• WORK REQUIRED: Search the data for "BOOL". Return each matching line.

[Opening EXTRACTED MATERIAL section]

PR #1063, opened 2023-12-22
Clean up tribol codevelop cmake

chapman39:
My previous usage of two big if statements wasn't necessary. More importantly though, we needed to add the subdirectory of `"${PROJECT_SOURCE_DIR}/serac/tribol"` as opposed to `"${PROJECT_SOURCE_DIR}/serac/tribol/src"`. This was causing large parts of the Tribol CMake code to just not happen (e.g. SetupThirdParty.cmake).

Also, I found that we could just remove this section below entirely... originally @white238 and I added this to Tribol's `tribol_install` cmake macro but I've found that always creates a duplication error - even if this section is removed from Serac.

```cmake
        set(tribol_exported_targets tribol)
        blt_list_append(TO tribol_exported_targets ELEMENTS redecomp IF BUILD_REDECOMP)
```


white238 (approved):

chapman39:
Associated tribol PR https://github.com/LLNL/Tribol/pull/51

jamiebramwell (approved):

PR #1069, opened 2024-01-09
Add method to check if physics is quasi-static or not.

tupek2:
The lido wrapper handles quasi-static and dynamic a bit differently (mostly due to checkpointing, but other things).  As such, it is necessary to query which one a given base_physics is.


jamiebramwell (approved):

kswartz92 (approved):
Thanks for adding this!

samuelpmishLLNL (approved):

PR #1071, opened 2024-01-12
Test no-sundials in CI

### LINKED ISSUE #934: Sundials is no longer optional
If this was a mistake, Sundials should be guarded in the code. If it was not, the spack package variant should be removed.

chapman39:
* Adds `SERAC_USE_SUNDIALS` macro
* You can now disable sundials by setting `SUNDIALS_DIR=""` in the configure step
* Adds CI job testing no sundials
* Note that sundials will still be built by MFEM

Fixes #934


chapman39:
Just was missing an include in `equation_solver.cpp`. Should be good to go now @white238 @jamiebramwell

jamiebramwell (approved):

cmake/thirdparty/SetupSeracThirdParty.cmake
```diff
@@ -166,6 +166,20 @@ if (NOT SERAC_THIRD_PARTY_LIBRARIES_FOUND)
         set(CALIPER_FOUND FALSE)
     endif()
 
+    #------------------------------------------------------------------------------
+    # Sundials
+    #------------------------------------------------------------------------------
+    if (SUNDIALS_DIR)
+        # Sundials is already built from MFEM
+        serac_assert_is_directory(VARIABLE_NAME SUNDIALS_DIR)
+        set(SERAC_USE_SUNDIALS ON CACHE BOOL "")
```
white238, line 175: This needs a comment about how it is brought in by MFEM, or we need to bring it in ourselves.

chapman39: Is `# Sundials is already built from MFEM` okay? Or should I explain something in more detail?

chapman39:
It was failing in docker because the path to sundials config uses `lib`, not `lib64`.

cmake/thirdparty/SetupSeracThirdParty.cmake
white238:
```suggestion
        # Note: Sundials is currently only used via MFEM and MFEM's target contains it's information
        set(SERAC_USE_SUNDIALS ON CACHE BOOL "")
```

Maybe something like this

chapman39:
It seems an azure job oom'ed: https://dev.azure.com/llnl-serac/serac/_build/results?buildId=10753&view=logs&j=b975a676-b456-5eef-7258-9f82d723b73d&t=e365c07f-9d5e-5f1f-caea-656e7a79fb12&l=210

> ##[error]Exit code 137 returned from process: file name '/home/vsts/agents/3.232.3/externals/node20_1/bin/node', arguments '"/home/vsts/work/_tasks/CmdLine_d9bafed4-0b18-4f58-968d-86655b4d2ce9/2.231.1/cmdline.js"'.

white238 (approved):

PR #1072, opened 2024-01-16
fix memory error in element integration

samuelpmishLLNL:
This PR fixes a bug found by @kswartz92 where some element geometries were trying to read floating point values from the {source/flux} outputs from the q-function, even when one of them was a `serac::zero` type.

[Closing EXTRACTED MATERIAL section]
[Opening EXTRACTED MATERIAL section]

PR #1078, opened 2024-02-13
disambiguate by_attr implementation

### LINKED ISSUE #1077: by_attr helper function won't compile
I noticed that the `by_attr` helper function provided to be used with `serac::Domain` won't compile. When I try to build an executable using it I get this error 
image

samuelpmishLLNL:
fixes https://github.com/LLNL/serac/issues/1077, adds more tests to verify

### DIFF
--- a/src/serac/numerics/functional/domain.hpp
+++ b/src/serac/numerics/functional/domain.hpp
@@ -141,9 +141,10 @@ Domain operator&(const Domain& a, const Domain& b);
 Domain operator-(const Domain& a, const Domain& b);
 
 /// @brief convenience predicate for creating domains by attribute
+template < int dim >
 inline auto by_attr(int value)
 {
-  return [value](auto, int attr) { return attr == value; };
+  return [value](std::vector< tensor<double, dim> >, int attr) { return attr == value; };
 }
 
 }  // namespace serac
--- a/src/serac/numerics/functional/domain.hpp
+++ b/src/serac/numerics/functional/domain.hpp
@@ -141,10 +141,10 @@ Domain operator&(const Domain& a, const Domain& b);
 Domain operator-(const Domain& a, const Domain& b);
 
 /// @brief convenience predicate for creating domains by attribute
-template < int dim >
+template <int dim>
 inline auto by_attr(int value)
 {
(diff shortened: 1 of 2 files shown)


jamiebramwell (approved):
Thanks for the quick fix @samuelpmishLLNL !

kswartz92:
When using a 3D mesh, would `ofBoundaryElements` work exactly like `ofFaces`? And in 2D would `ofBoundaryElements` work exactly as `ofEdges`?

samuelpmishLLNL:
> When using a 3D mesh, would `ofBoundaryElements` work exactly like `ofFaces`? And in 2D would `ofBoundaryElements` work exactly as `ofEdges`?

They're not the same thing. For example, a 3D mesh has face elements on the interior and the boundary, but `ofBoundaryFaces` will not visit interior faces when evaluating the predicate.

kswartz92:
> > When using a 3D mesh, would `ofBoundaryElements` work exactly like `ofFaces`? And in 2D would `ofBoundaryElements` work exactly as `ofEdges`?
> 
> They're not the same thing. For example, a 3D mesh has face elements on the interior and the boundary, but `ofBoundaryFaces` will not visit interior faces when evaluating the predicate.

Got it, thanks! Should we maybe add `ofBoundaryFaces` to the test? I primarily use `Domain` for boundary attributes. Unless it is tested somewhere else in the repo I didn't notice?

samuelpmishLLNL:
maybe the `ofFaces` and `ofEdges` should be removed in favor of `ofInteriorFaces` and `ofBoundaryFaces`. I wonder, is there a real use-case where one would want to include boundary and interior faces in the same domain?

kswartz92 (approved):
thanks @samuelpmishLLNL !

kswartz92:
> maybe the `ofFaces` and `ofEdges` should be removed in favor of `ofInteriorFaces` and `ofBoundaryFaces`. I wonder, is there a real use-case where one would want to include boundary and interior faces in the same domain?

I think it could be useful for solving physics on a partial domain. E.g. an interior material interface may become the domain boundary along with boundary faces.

[Closing EXTRACTED MATERIAL section]

• REPLY TO THE TASK:
+        set(SERAC_USE_SUNDIALS ON CACHE BOOL "")
        set(SERAC_USE_SUNDIALS ON CACHE BOOL "")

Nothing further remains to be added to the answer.